Ahead of last weekend, between Clinton's interviews, Ignatius' column and the Times article, a piece of analysis published by Dennis Ross was published. Until a few months ago, Ross managed the Iranian file for Obama and Clinton. Ross is not only knowledgeable regarding the administration's negotiating positions, he helped formulate them during previous rounds which did not result in productive bilateral talks.
In a piece published by the Washington Institute, Ross detailed an identical list of conditions, reservations and difficulties to the one presented by Obama, and in Ehud Barak's announcements: closing the facility at Fordo, halting enrichment of over five percent, limiting the number of centrifuges and lower-level enriched uranium to be left inside Iran, tight international supervision and the conclusion of an agreement within a few months, lest the negotiations period be exploited to achieve irreversible military progress.
These demands also appear in Barak's statements, which deny that Israel is willing to show flexibility. This, in his eyes, could be considered giving in to Iranian pressure and demands by Russia and China (without whose approval, the UN Security Council will not give its approval to the agreement).
But this is just an opening position, and as such it has two weaknesses. First, no side can expect to take away from the negotiations all of the things it sought at the beginning. The Americans and their allies will need to give up on a quarter, or maybe half, of their wishes – in terms of the level of enrichment, the number of kilograms or centrifuges, in the extent of penetration into Iranian sovereignty and in the period of time granted to the negotiations. All of this is happening on the eve of elections, with Obama preventing Israel from acting until the negotiations are exhausted.
The Americans have other demands as well, regional demands, which are not directly connected to the nuclear issue (in addition to disconnecting relations with the terrorist groups that could acquire and use nuclear weapons), but they only highlight the second weakness in their negotiating position: the Iranians will present their own demands.

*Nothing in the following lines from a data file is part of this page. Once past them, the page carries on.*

PR #543, opened 2024-03-13
Make long-running tasks like "Save to all" more robust

knabar:
Work in progress

The "Save to all" function in the Preview panel can take a long time to complete for datasets or plates that have lots of images.  The user may refresh or reload the page before everything (including thumbnail refresh) completes, exacerbating the already high load on the server.

This PR introduces a UI blocking dialog until thumbnails are reloaded:

Screenshot 2024-03-13 at 15 03 59

Further work will attempt to reduce the time these tasks take, and to block UI interaction for other long-running tasks during which the user should not interact further.


will-moore:
In testing, I noticed that "Save to All" functionality appears to ignore LUTs. The LUTs are used to generate thumbnails but are not actually saved, leading to a case where the thumbnails (with LUTs) are out of sync with the image rendering settings (without LUTs):
However, this isn't coming from this PR - same behaviour before. 

Screenshot 2024-04-15 at 15 09 23

knabar:
> This looks good and is working fine in testing.
> 
> I wonder if we want to consolidate this with `function gs_modalJson (url, data, callback) {` which is used for the "Save" rendering settings button and gives a different look:
> 
> Having the 2 different blocking UIs for adjacent buttons is slightly unexpected, but certainly not a blocker.

Thanks for pointing that out - I'll dig in a bit and see if I can clean it up.

knabar:
> In testing, I noticed that "Save to All" functionality appears to ignore LUTs. The LUTs are used to generate thumbnails but are not actually saved, leading to a case where the thumbnails (with LUTs) are out of sync with the image rendering settings (without LUTs): However, this isn't coming from this PR - same behaviour before.

Opened a new issue #552

knabar:
> I wonder if we want to consolidate this with `function gs_modalJson (url, data, callback) {` which is used for the "Save" rendering settings button and gives a different look:

`gs_modalJson` was only used in one location, it's now replaced with the new functionality.

will-moore (approved):
Code removal / update looks good and functionality is working, Thanks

For example, they could restate the old demand to apply equal standards to Israel's nuclear project. Obama is not authorized to reject such a demand out of hand, while his superpower partners are not committed to the understandings reached between Richard Nixon and his successors with Golda Meir and her successors. The Iranian demand will be passed along, without Erdogan's services, to Netanyahu.

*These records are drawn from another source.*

PR #549, opened 2024-04-12
Remove webgateway cache

knabar:
This PR removes the webgateway cache functionality for rendered images and refactors the `tempfile` functionality into its own new file.

The motivation behind removing the webgateway cache is the minimal performance improvements from having the cache versus the large overhead introduced with the required cache invalidation.  Tasks like applying rendering settings to a large number of images takes much longer than needed due to cache invalidation.


omeroweb/webgateway/views.py
```diff
@@ -1246,17 +1220,14 @@ def render_ome_tiff(request, ctx, cid, conn=None, **kwargs):
...
-            try:
-                tiff_data = imgs[0].exportOmeTiff()
-            except Exception:
-                logger.debug("Failed to export image (2)", exc_info=True)
-                tiff_data = None
-            if tiff_data is None:
-                webgateway_tempfile.abort(fpath)
-                raise Http404
-            webgateway_cache.setOmeTiffImage(request, server_id, imgs[0], tiff_data)
+            webgateway_tempfile.abort(fpath)
```
will-moore, line 1229: not sure that this line does anything now?

will-moore: Ah - I missed the unchanged `fpath, rpath, fobj = webgateway_tempfile.new(...) ` above, which makes more sense and explains `.abort()`

omeroweb/webgateway/webgateway_tempfile.py
```diff
@@ -0,0 +1,186 @@
+import logging
```
sbesson, line 1: This file probably requires the boilerplate header with the licensing etc

will-moore (approved):
This was included in the merge-ci deployment today - tested all the various rendering methods in viewers, thumbnails, plate JSON etc all working fine. Copy, Paste and Saving of rendering settings also tested. 👍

In such a case, the ball will move from Iran's to Israel's court - if the Iranian nuclear project is perceived as such an existential threat by Israel, it should be willing to pay a high price for its removal. Netanyahu and Barak will have to reveal their positions: what is the value of closing Fordo, Nantanz and Isfahan in comparison to the future of Dimona. As such, Obama's ultimatum/negotiations are directed at more than one capital city, more than one government, in the Middle East.